Created by Pretty R at inside-R.org

While the red plots in the figure are representations of the empirical bi-variate distribution of asset returns,  the blue plots represent the different elliptical copulae fitted to the data. Clearly, the greater the alignment between the empirical contours and the model (red vs blue lines in the midsection of the figure), the greater the fit of the model. Both the Gaussian and the Student T copulae appear to provide a decent fit to the data. Another way to visualise this is to plot the joint distribution of stock returns and compare it against simulated data under different assumptions.

 

The figure above provides a simple summary of the main findings so far.
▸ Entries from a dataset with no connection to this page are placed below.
PR #1075, opened 2024-05-30
Solution Delivery drone

lLiftoffl:


app/main.py
```diff
@@ -1,5 +1,68 @@
+class BaseRobot:
+    def __init__(self,
+                 name: str,
+                 weight: int,
+                 coords: list = None
```
EdAlekseiev, line 5: 1. You should specify inner type of list in type hint
2. If argument can be None, you should show it in type hint
You have to fix it everywhere
```suggestion
                 coords: list[int] | None = None
```

EdAlekseiev (changes requested):

YukihiroSM (approved):
Looks pretty good to me!

PR #1078, opened 2024-06-01
solution

AndreiVed:


app/main.py
```diff
@@ -2,4 +2,63 @@ class Cargo:
...
+
+
+class FlyingRobot(BaseRobot):
+    def __init__(self,
+                 name: str,
+                 weight: int,
+                 coords: list = None
+                 ) -> None:
+        super().__init__(name, weight)
+        self.coords = coords if coords is not None else [0, 0, 0]
```
vsmutok, line 39: better to use `or` in this case

app/main.py
```diff
@@ -2,4 +2,63 @@ class Cargo:
...
+
+class BaseRobot:
+    def __init__(self,
+                 name: str,
+                 weight: int,
+                 coords: list = None
+                 ) -> None:
+        self.name = name
+        self.weight = weight
+        self.coords = coords if coords is not None else [0, 0]
```
vsmutok, line 14: better to use `or` in this case

vsmutok (changes requested):

app/main.py
```diff
@@ -2,4 +2,63 @@ class Cargo:
     def __init__(self, weight: int) -> None:
         self.weight = weight
 
-# write your code here
+
+class BaseRobot:
+    def __init__(self,
+                 name: str,
+                 weight: int,
+                 coords: list = None
```
```suggestion
                 coords: list[int] = None
```

vasylhnatiuk: write everywhere

vasylhnatiuk (changes requested):

vsmutok (approved):
Great!

PR #1084, opened 2024-06-06
Solution

Artemq77:


app/main.py
```diff
@@ -2,4 +2,54 @@ class Cargo:
     def __init__(self, weight: int) -> None:
         self.weight = weight
 
-# write your code here
+
+class BaseRobot:
+    def __init__(self, name: str, weight: int,
+                 coords: list[int] = None) -> None:
```
Dimosphen1, line 8: Place each argument including `self` on a new line so that there would be no arguments on the same line with opening and closing parenthesis. It will help to improve the code style and readability. Apply the same change in the other places as well

app/main.py
```diff
@@ -2,4 +2,54 @@ class Cargo:
...
+
+    def get_info(self) -> str:
+        return f"Robot: {self.name}, Weight: {self.weight}"
+
+
+class FlyingRobot(BaseRobot):
+    def __init__(self, name: str, weight: int,
+                 coords: list[int] = None) -> None:
+        super().__init__(name, weight, coords)
+        self.coords = coords or [0, 0, 0]
```
Dimosphen1, line 33: Do not redefine coords, pass the right value from the beginning
```suggestion
        super().__init__(name, weight, coords or [0, 0, 0])
```

Dimosphen1 (changes requested):

app/main.py
```diff
@@ -1,5 +1,95 @@
...
+        coords: list[int] = None
+    ) -> None:
+        self.name = name
+        self.weight = weight
+        self.coords = coords or [0, 0]
+
+    def go_forward(
+        self,
+        step: int = 1
+    ) -> None:
```
Dimosphen1, line 23: You could place on a new line only arguments in the `__init__` when there are more than 3 of them. In other cases, you could place them in one line

Dimosphen1 (approved):

PR #1086, opened 2024-06-07
created delivery drone classes

Timur5050:


app/main.py
```diff
@@ -2,4 +2,66 @@ class Cargo:
...
+class DeliveryDrone(FlyingRobot):
+    def __init__(
+            self,
+            name: str,
+            weight: str,
+            max_load_weight: int,
+            current_load: int,
+            coords: list[int] = None
+    ) -> None:
+        super().__init__(name, weight, coords if coords else [0, 0, 0])
```
Dimosphen1, line 58: There is no need to pass if else condition here, since this logic is already implemented in the parent class 
```suggestion
        super().__init__(name, weight, coords)
```

app/main.py
```diff
@@ -2,4 +2,66 @@ class Cargo:
...
+
+
+class FlyingRobot(BaseRobot):
+    def __init__(
+            self,
+            name: str,
+            weight: str,
+            coords: list[int] = None
+    ) -> None:
+        super().__init__(name, weight, coords if coords else [0, 0, 0])
```
Dimosphen1, line 40: You could simplify this line using `or`
```suggestion
        super().__init__(name, weight, coords or [0, 0, 0])
```

Dimosphen1 (changes requested):

app/main.py
```diff
@@ -2,4 +2,66 @@ class Cargo:
...
+
+    def get_info(self) -> str:
+        return f"Robot: {self.name}, Weight: {self.weight}"
+
+
+class FlyingRobot(BaseRobot):
+    def __init__(
+            self,
+            name: str,
+            weight: str,
```
pavlopro, line 37: Correct annotation for weight

app/main.py
```diff
@@ -2,4 +2,66 @@ class Cargo:
...
+
+    def go_down(self, step: int = 1) -> None:
+        self.coords[2] -= step
+
+
+class DeliveryDrone(FlyingRobot):
+    def __init__(
+            self,
+            name: str,
+            weight: str,
```
pavlopro, line 53: Correct annotation for weight

pavlopro (changes requested):

PR #1087, opened 2024-06-10
Solution

D0mln0:


app/main.py
```diff
@@ -2,4 +2,68 @@ class Cargo:
     def __init__(self, weight: int) -> None:
         self.weight = weight
 
-# write your code here
+
+class BaseRobot:
+    def __init__(self, name: str, weight: int, coords: list = None) -> None:
```
EdAlekseiev, line 7: You should specify inner type of list. If argument can be None you should show in type hint. Fix everywhere, please
```suggestion
    def __init__(self, name: str, weight: int, coords: list[int] | None = None) -> None:
```

app/main.py
```diff
@@ -2,4 +2,68 @@ class Cargo:
...
+        super().__init__(name, weight, coords)
+        self.max_load_weight = max_load_weight
+        self.current_load = current_load
+
+    def hook_load(self, cargo: "Cargo") -> str:
+        if self.current_load is None and cargo.weight <= self.max_load_weight:
+            self.current_load = cargo
+            return f"{self.current_load} is {cargo}"
+        else:
+            return f"didn't hook {cargo}"
```
EdAlekseiev, line 65: You don't need else, because if contains return
```suggestion
        if self.current_load is None and cargo.weight <= self.max_load_weight:
            self.current_load = cargo
            return f"{self.current_load} is {cargo}"
        return f"didn't hook {cargo}"
```

EdAlekseiev (changes requested):

vasylhnatiuk (approved):

PR #1565, opened 2022-05-28
fix: providerVersionBranch for pending pacts

praveen-em:
This fix is to address https://github.com/pact-foundation/pact-jvm/issues/1562


bethesque:
This looks like a breaking change. What is the release and communication process for this?

rholshausen:
It was only just added to the previous version (released 5 days ago), so not many people will be using it.

Issue #1569, opened 2022-06-09
Text content type override ignored and defaults to json anyway


fuudge:
Hey, I'm using below to override content type of application/graphql to text:
`System.setProperty("pact.content_type.override.application.graphql", "text")`

I can see the property being recognised, but I keep getting: 
`au.com.dius.pact.core.support.json.JsonException: Invalid JSON (1:3), found unexpected character 'd'`

'd' is the beginning of the graphql query which is not a valid JSON and why I want to treat it like a text. I've narrowed down the problem to the below line in ContentType.kt where it somehow matches the application/graphql to the json via superType.subtype which it gets from MediaTypeRegistry. 

[https://github.com/pact-foundation/pact-jvm/blob/d3580fccd1254e87263656133bf96bbcd15b0b0e/core/model/src/main/kotlin/au/com/dius/pact/core/model/ContentType.kt#L28](url)

is there anything I can do to stop this from being treated as json? i'm using the 4.3.8 version of pact-jvm

rholshausen:
I've just checked the [GraphQL spec](https://graphql.org/learn/serving-over-http/), the recommendation when using it over HTTP is to use JSON encoded bodies. Is this not the case for you?

What format is being used? If it is not JSON, then Pact will not be able to match it.

rholshausen:
Can you provide the full stack trace?

toomzzz:
I think it might be different for different language implementations. Here's the documentation for the GraphQL Java which shows a query syntax I'm using: https://www.graphql-java.com/documentation/batching
I think for the json queries the application/json could be used instead?

Here's the stack trace:
`au.com.dius.pact.core.support.json.JsonException: Invalid JSON (1:3), found unexpected character 'd'

	at au.com.dius.pact.core.support.json.JsonLexer.unexpectedCharacter(JsonParser.kt:88)
	at au.com.dius.pact.core.support.json.JsonLexer.nextToken(JsonParser.kt:79)
	at au.com.dius.pact.core.support.json.JsonParser.nextTokenOrThrow(JsonParser.kt:279)
	at au.com.dius.pact.core.support.json.JsonParser.parseObject(JsonParser.kt:184)
	at au.com.dius.pact.core.support.json.JsonParser.parse(JsonParser.kt:160)
	at au.com.dius.pact.core.support.json.JsonParser.parseString(JsonParser.kt:131)
[...]

Issue #1371, opened 2021-05-24
Request body encoded for graphql content type


fuudge:
Recently upgraded from Pact 3.6.2 to 4.1.21, everything looks ok except one test where graphql endpoint is used and the generated pact file uses encoded value for request body instead of actual graphql query. I'm guessing this isn't supported and is down to application/graphql being used instead of json, but is there any way to treat it like a text similar to json?

I'm using DSL to generate the RequestResponsePact and running with JUnit

fuudge:
I found the system property `pact.content_type.override.<TYPE>.<SUBTYPE>=text|binary|json` I can use to override the non binary "classification" of the graphql content type.

fuudge:
I found the system property `pact.content_type.override.<TYPE>.<SUBTYPE>=text|binary|json` I can use to override the non binary "classification" of the graphql content type.

uglyog:
Could you provide the content type that is used by GraphQL?

fuudge:
Sorry if that wasn't very clear but it's `application/graphql`

uglyog:
I'll add that to the list of json content types

PR #1570, opened 2022-06-09
fix: Don't parse graphql query as a JSON

toomzzz:
Related to issues #1569 and #1371 

In summary: original problem was request body was encoded when content type was application/graphql.
I found out you can always override the content type with property: pact.content_type.override.x.x 

The original ticket  #1371 was closed but the attempt to fix it made it so that the pact tries to parse graphql query as JSON, which it is not. i've raised that issue in #1569


rholshausen:
I'm closing this PR, as the default should be JSON (which is what most people will be using). This can be overwritten as needed.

[1] From an empirical plot of MS returns against JPM returns, we can deduce that the joint distribution is centered around 0 but has tail dependencies not captured by a joint normal distribution, a typical assumption imposed by financial theories on asset returns.

[2] If we had imposed a normality assumption on financial asset returns and simulated from this bi-variate distribution, we would be in the position of the second plot. Clearly, modelling the empirical joint distribution (red) using a bi-variate normal distribution understates the tail dependencies.

[3] To capture the tail dependencies while preserving the ability of the joint normal distribution to explain the core of the actual returns distribution,we fitted a semi-parametric model : GPD in the tails and empirical in the centre. This puts us in the position of the third plot, which is a bit better at explaining tail behaviour than the bi-variate normal distribution but not by much.

[4] While the GPD may capture tail behaviour of marginal distributions, the implicit copula does not capture the observed tail dependencies of the data set. Instead of relying on the implicit copula for the dependency structure, we fitted a variety of elliptical copulae to the data set, placing us in the position of plots 4-6, which are clearly an improvement on previous simulations.